Top-degree components of Grothendieck and Lascoux polynomials

TL;DR

This paper introduces a combinatorial statistic called jcode, applicable to diagrams and permutations, to identify leading monomials of top-degree components of Grothendieck and Lascoux polynomials, linking algebraic and combinatorial structures.

Contribution

It defines a new jcode statistic on diagrams that generalizes previous permutation-based statistics, providing a unified combinatorial approach to leading monomials of polynomial components.

Findings

jcode correctly identifies leading monomials for Grothendieck and Lascoux polynomials.

Constructs a basis of the span of top-degree Grothendieck polynomials.

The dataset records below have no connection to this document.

Issue #2377, opened 2015-10-11
Should be able to load chat history by date range, and search through whole history (not loaded).


dimgel:
Hi. Currently qTox looks all great except history view.

If I don't remember the day (or month, or even year) conversation happend on, I would never find it - loading history day by day is hell. Skype/linux, for example, can load history for last day/week/month/year or whole into memory, but it would be more convenient to allow user specify both boundary dates of loaded range. For example, if whole history is too large to fit into RAM but I need to find some ancient conversation, I may load it year by year to look through.

There should be ability to search through loaded history (case-insensitively, or with case sensivity option). Also, it would be absolutely fantastic to be able to search through whole history (or date range) without loading it into RAM.

zetok:
Searching loaded history is implemented in #2013.

Thus, issue is about:
- ability to load history by date range
- ability to search through whole history

dimgel:
Weird, nothing happens for me when I press Ctrl+F in chat window (non-empty, containing some messages) or anywhere. Also didn't find any clue about it; there should be some button or context menu item.

gentoo/amd64

zetok:
> Weird, nothing happens for me when I press Ctrl+F

Well, #2013 is not merged yet

dimgel:
Ah, sorry. :)

sudden6:
Search is implemented, second issue moved to:  #5501

PR #2751, opened 2015-12-30
[WIP] Chat: add text search

antis81:
implement #2377

@kehugter @agilob This PR serves as a review basis and is the first extraction of PR #2744 (I will abandon that one soon).

:warning: **Unstable**: Does crash as soon as `CTRL+F` is hit (Thus WIP).

### DIFF
--- a/qtox.pro
+++ b/qtox.pro
@@ -500,6 +500,8 @@ SOURCES += \
     src/video/cameradevice.cpp \
     src/video/camerasource.cpp \
     src/video/corevideosource.cpp \
+    src/video/genericnetcamview.cpp \
+    src/video/groupnetcamview.cpp \
     src/core/toxid.cpp \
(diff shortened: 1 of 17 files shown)


ghost:
Crashes indeed.

It wasn't the case in #2744. There the search field was opened, you could search (the focus jumped to the chat input area almost immediately each time) and the results were shown. There was no way to close the search area.

tux3:
It's OK to send some WIP PRs that need some testing, but it looks like this doesn't work at all, and it has been inactive for over two weeks.
Please resend when it's a bit more developed, so we don't have too many inactive broken PRs sitting around for weeks.

antis81:
@tux3 Yes, this is good decision. Maybe i'm going to reimplement this in another PR.

tux3:
@antis81 Alright, looking forward to it

PR #2764, opened 2016-01-02
Fix travis build

agilob:
Trying to fix travis...

### DIFF
--- a/.travis.yml
+++ b/.travis.yml
@@ -15,7 +15,7 @@ before_install:
 
 install:
 # install needed Qt stuff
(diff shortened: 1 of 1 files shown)


agilob:
(╯° °）╯︵ ┻━┻) ?? [sqlcipher?](http://packages.ubuntu.com/search?keywords=sqlcipher)

agilob:
It's not sqlcipher, libsqlcipher-dev and libsqlcipher0

zetok:
yeah, it's not available under 12.04.

Aside from that, there's a problem with building openal.

I think that it would be simpler to just remove travis altogether..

Provides an algebraic interpretation of a q-analogue of Bell numbers.

Abstract

The Castelnuovo-Mumford polynomial $\widehat{\mathfrak{G}}_w$ with $w \in S_n$ is the highest homogeneous component of the Grothendieck polynomial $\mathfrak{G}_w$. Pechenik, Speyer and Weigandt define a statistic $\mathsf{rajcode}(\cdot)$ on $S_n$ that gives the leading monomial of $\widehat{\mathfrak{G}}_w$. We introduce a statistic $\mathsf{rajcode}(\cdot)$ on any diagram $D$ through a combinatorial construction ``snow diagram'' that augments and decorates $D$. When $D$ is the Rothe diagram of a permutation $w$, $\mathsf{rajcode}(D)$ agrees with the aforementioned $\mathsf{rajcode}(w)$. When $D$ is the key diagram of a weak composition $\alpha$, $\mathsf{rajcode}(D)$ yields the leading monomial of $\widehat{\mathfrak{L}}_\alpha$, the highest homogeneous component of the Lascoux polynomials $\mathfrak{L}_\alpha$. We use $\widehat{\mathfrak{L}}_\alpha$ to construct a basis of $\widehat{V}_n$, the span of $\widehat{\mathfrak{G}}_w$ with $w \in S_n$. Then we show $\widehat{V}_n$ gives a natural algebraic interpretation of a classical $q$-analogue of Bell numbers.